Keep only the lines that hold the string "schema", filtering out the rest of the entries below.

Exercise input:

________________________

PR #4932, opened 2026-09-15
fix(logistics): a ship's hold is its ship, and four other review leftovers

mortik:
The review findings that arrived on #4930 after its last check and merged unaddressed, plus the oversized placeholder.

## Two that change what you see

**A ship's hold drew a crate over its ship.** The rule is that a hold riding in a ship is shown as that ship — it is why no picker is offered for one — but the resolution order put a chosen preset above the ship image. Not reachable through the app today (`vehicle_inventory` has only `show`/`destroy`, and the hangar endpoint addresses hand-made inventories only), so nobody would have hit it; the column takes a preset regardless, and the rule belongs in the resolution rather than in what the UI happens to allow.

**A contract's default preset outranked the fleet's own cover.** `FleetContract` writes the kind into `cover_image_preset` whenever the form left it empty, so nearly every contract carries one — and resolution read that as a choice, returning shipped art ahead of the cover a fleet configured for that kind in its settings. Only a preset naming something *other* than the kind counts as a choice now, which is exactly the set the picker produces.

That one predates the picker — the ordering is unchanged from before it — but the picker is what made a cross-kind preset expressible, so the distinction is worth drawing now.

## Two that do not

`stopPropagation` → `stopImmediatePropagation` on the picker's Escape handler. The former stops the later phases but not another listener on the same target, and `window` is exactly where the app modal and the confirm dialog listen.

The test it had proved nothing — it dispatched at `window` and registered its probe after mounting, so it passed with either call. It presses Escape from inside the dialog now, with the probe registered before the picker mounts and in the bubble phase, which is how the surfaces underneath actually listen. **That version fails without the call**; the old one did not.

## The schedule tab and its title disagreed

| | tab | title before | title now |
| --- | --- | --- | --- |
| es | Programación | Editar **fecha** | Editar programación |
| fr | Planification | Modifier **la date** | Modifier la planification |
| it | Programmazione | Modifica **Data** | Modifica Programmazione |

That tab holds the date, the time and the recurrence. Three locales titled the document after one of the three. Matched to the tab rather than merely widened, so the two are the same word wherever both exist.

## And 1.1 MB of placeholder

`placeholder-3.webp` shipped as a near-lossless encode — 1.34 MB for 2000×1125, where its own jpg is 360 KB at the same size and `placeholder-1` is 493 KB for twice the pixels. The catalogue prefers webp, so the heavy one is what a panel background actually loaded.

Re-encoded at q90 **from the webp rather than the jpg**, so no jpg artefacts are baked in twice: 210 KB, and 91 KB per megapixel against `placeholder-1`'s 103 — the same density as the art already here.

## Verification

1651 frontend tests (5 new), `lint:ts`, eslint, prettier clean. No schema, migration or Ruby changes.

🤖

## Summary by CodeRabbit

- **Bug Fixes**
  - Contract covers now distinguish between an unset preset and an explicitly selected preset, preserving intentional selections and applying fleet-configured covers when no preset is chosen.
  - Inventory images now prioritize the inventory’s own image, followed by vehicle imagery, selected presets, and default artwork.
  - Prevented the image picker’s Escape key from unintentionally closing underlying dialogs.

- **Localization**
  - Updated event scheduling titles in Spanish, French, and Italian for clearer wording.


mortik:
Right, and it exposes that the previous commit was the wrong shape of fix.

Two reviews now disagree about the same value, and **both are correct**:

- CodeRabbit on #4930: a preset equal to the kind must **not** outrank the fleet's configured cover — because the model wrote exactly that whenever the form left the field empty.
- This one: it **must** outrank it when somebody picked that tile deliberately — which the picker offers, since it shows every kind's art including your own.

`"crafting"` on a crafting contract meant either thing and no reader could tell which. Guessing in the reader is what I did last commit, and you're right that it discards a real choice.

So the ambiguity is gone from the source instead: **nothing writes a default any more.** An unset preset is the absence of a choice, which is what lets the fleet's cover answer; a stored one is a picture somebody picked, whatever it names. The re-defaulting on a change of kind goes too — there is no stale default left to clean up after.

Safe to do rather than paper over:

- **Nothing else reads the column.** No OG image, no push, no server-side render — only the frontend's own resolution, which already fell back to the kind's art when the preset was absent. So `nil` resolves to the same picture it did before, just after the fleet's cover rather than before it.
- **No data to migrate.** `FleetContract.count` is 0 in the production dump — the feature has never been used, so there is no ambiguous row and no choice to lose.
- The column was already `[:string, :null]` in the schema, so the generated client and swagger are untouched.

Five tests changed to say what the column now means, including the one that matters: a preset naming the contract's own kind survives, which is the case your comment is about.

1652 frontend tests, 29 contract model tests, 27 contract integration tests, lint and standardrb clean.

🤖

________________________

Result:
1651 frontend tests (5 new), `lint:ts`, eslint, prettier clean. No schema, migration or Ruby changes.
- The column was already `[:string, :null]` in the schema, so the generated client and swagger are untouched.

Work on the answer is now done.